PR #342, opened 2026-06-30
feat(embed): auto-tune ephemeral remote embedding concurrency

### LINKED ISSUE #328: feat(cookbook): auto-tune embedding throughput params at provision time (GPU→params)
When the cookbook provisions a remote embedding box (#318), it should emit the throughput params rag-rat uses against that box — not leave the user to guess concurrency / batch / `OLLAMA_NUM_PARALLEL`.

## It's `(GPU, model) → params`, not `GPU → params`

The optimal params depend on the model's per-text cost as much as the GPU. Measured: all-minilm never exceeded ~40% GPU util and capped at ~250 texts/s on a T4 — Ollama-request-bound, so for the model shipping today the params are nearly GPU-**independent** (~conc 16–32, `NUM_PARALLEL` 16–32, batch 256). The mapping only starts to bite once we add a heavier embedding model where the GPU is the real constraint. Key it on both.

## The params span server AND client

The cookbook sets `OLLAMA_NUM_PARALLEL` on the box it provisions **and** emits the matching client concurrency + batch into the `[local_ai.embedding.remote]` config rag-rat reads. One mapping, two consumers.

## Approach: auto-tune > static table

A hand-calibrated `(GPU,model)→params` table goes stale and needs per-hardware calibration. Instead:

1. After the box boots, run a ~30s throughput **micro-sweep** (ramp client concurrency, find the throughput knee — same shape as the saturation sweep run during #317 validation).
2. Pick the params at the knee, emit them into the remote config.
3. **Cache per `(GPU, model)`** so ephemeral re-provisions skip re-tuning.
4. A small static seed table is the fallback / sweep starting point.

## Depends on

- #327 — the client-side concurrency mechanism + `concurrency` config field. The params are meaningless until rag-rat can act on them.

Part of #318 / #319.

skakri:
## Summary

Closes #328.

For ephemeral cookbook-provisioned remote Ollama boxes (Modal / RunPod), rag-rat now **auto-tunes how many `/api/embed` requests it keeps in flight** during the bulk reconcile, instead of running the whole thing at a fixed guess. After the box verifies it's serving, rag-rat runs a short client-concurrency micro-sweep against it, picks the throughput knee, and uses that for the live reconcile fan-out.

### Cap model

`[remote] concurrency` is the user's **hard cap**, not a target. The tuner only ever optimizes *within* it:

- the tuned knee is clamped to the cap,
- the box's `OLLAMA_NUM_PARALLEL` is set to the cap, and
- the persisted config is never overwritten.

Lower `concurrency` to tighten the cap; the tuner re-tunes under the new limit.

### Tuning lives in rag-rat, not the cookbook recipe

The sweep runs the **real `OllamaEmbedder`** ([`throughput_tune.rs`](crates/rag-rat-core/src/index/ai/throughput_tune.rs)), so the measured request shape (num_ctx, batch size, char budget) matches what reconcile actually sends. The previous approach re-implemented that request inside the TS recipe and drifted from the real one on every knob — the root cause of a long tail of review churn.

- The sweep engine is **backend-agnostic**: a generic `run_sweep` over the `Embedder` trait plus a per-backend adapter, so the planned Infinity / vLLM backends reuse it.
- The chosen knee is cached in the index's `index_meta`, keyed by `runtime + provider + GPU + model + request-shape`, with a TTL.
- Env knobs: `RAG_RAT_TUNE_MS` (sweep budget), `RAG_RAT_TUNE_TTL_MS` (cache TTL; `0` = re-sweep every time), `RAG_RAT_DISABLE_TUNING=1` (skip the sweep, use the cap).

### Cookbook is now a dumb provisioner (`@rag-rat/cookbook` 0.4.0)

The recipe sets `OLLAMA_NUM_PARALLEL` straight from the cap (`ollama_num_parallel`) and emits only the endpoint (+ optional auth) on `ready`. It no longer sweeps or carries request-shape knobs. A legacy recipe's `throughput` field on `ready` is a tolerated unknown key on the Rust side, so an older published recipe still works.

## Validation

- `cargo nextest run -p rag-rat-core -p rag-rat` — 1273 pass
- `cargo clippy -p rag-rat-core --all-targets` — clean
- `cargo +nightly fmt`
- `npm run typecheck` + `npm run build` in `cookbook`
- Live end-to-end: Modal (L4 / A100) and RunPod (A4000) with all-minilm and nomic-embed-text; every box torn down and verified leak-free. Empirically, ollama embedding over the cookbook proxy is overhead/server-bound (not GPU-bound), so a bigger GPU doesn't move the knee — the tuner converges to a low value and stops.

### DIFF
--- a/.gitignore
+++ b/.gitignore
@@ -3,3 +3,7 @@ target/
 
 # Plans/specs are kept on disk for review, never committed (see dont-commit-plans).
 docs/plans/
+throughput-tune-rust-refactor-plan.md
+
+# RunPod e2e creds (never commit)
+.runpod-e2e.env
--- a/cookbook/README.md
+++ b/cookbook/README.md
@@ -26,7 +26,7 @@ Rust parser is built against the exact event shapes below; implement them precis
 | spawn | runs `node recipe.mjs` (or `npx tsx recipe.mts`), with `RAG_RAT_COOKBOOK_INPUT` set in env | starts up |
 | input | sets `RAG_RAT_COOKBOOK_INPUT` = JSON `CookbookInput`; provider creds already in env / `~/.modal.toml` | reads + parses that env var |
 | progress | reads `status` / `log` events from **stdout** | emits `status` (provisioning → pulling → verifying) and `log` events as it works |
-| ready | reads the `ready` event → uses `endpoint` | once the box is up **and serving**, emits one `ready` event |
+| ready | reads the `ready` event → uses `endpoint` (+ optional `auth_token`) | once the box is up **and serving**, emits one `ready` event |
 | liveness | uses the endpoint | stays running, holding the box |
 | teardown | sends `SIGTERM` (or `SIGINT`) | emits a `tearing_down` status, destroys the box, exits `0` |
 | failure | sees an `error` event + non-zero exit, no `ready` | on provisioning failure: emits an `error` event, exits non-zero, **before** any `ready` |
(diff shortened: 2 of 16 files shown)


skakri:
@codex review

PR #433, opened 2026-07-04
test: multi-repo global-db integration matrix

### LINKED ISSUE #403: consolidation A8: multi-repo isolation integration matrix
End-to-end acceptance gate for the consolidation: two real git fixture repos indexed into one global database via the CLI binary.

Matrix: search/symbol/impact return only the querying repo's rows; memories isolated (create/search/doctor); clones per repo; gc of repo A leaves repo B byte-identical (row-count parity snapshot); `consolidate` of a third legacy repo lands its memories; concurrent index of A + memory writes on B both complete. Green on CI closes phase A.

skakri:
The phase-A exit gate: an end-to-end acceptance matrix for the global-DB
consolidation. Two or three real git fixture repos share **one** consolidated
global database, exercised through the built `rag-rat` binary (the assert_cmd
subprocess pattern the other CLI integration tests use), so the whole
`repo_id`-scoping surface goes red if any of it regresses.

Every scoping assertion pins **positive active-repo identity** — the returned
row's owning `repo_id`, a repo-distinct token, or the expected id — never a bare
count or the sibling's absence (which would still pass if an unscoped `LIMIT 1`
returned the sibling's row).

`crates/rag-rat-cli/tests/multi_repo_e2e.rs`, nine cases:

0. **Fixture identity** — two byte-identical repos still register as two distinct `repo_id`s (deterministic per-commit dates via the shared `common::git_commit` helper), the guarantee the rest of the matrix rests on.
1. **search / symbol / impact** repo-scoped — a same-named symbol resolves to the row *owned by the active repo*; impact for A's symbol is empty when scoped to B.
2. **Memories isolated** — identical titles coexist; `memory_search` / `memory list` / `memory doctor` key on the active repo's *own* memory id; A's `gone` anchor is never flagged by doctor B.
3. **Clones per repo** — each repo's `--recall-symbols` listing contains its *own* pair (present) and never the sibling's (absent); a precompute of B leaves A's clone generation byte-identical.
4. **gc parity** — gc of A leaves B's row counts identical across parents **and** child tables (`repo_memory_bindings`, `clone_edges`), and the reported `files_remaining` counts A alone.
5. **consolidate** — a third legacy per-repo index's memory lands in the global store, FTS-searchable immediately, and hidden from both pre-existing repos.
6. **Lock disjointness** — repo B's `WriteLock` is held explicitly while a full `index` of A runs; A acquires its own flock and completes, proving the per-repo locks are disjoint (a shared lock would hang A).
7. **Linked-worktree journey** — with no branch-local config, the linked checkout resolves through main's config and lists a *main-seeded* memory; a divergent branch config is ignored with a loud warning; `init` refuses and names main.
8. **dream** worklist repo-scoped — each repo references a path that exists only in the sibling, so a union-of-files stale-reference leak would suppress the finding.

Test hygiene: every case pins `RAG_RAT_DATA_DIR` (and `RAG_RAT_MODEL_CACHE`) to
per-test temp dirs so a keyless config never resolves to a real machine store;
the query surfaces the CLI does not expose are opened in-process against the same
global DB via an explicit `database` pin, race-free under the threaded runner;
all fixture commits route through the shared deterministic-identity helper.

Dream/reconcile scoping: settled — both `dream_findings` and `reconcile_attempts`
query predicates are already fully repo-scoped in production, so the matrix pins
the contract rather than fixing a leak. No production changes.

Gates: `cargo nextest run --workspace` 1598 passed and `--no-default-features`
1596 passed; `cargo clippy --all-targets` 0 warnings; two `taskset -c 0,1`
libtest rounds 9/9; `cargo +nightly fmt --check` clean.

Fixes #403

### DIFF
--- a/crates/rag-rat-cli/tests/multi_repo_e2e.rs
+++ b/crates/rag-rat-cli/tests/multi_repo_e2e.rs
@@ -1,0 +1,1055 @@
+//! Multi-repo global-DB integration matrix (memory-sync phase A8, issue #403 — the phase-A exit
+//! gate). Two (or three) REAL git fixture repos share ONE consolidated global database, driven
+//! end-to-end through the built `rag-rat` binary (the `assert_cmd`-style subprocess pattern the
+//! other CLI integration tests use). Every contract the A1–A7 workstreams landed — `repo_id`
+//! scoping on reads/sweeps, per-repo write locks, the generation axis, the consolidate importer,
+//! the governing-config seam + linked-worktree discovery, the identity gate — is exercised across
+//! the shared file, so the matrix goes RED if any of them regresses.
+//!
+//! ASSERTION-STRENGTH INVARIANT: every scoping assertion pins POSITIVE ACTIVE-REPO IDENTITY — the
+//! returned row's owning `repo_id`, a repo-distinct token, or the expected id — never merely a
+//! cardinality (`len() == 1`) or the sibling's absence. A count or an emptiness check would still
+//! pass if an unscoped `LIMIT 1` returned the SIBLING's row, or if a scoped read leaked and then
+//! happened to return the wrong single row; pinning identity is what closes that hole.
+//!
+//! FIXTURE IDENTITY: commits route through `common::git_commit` (shared helper, #435), which pins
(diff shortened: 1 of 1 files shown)


skakri:
@codex review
====
Work to be completed:
Using the material above, work out how many lines contain the string "static". Give that number alone.

Response box:
2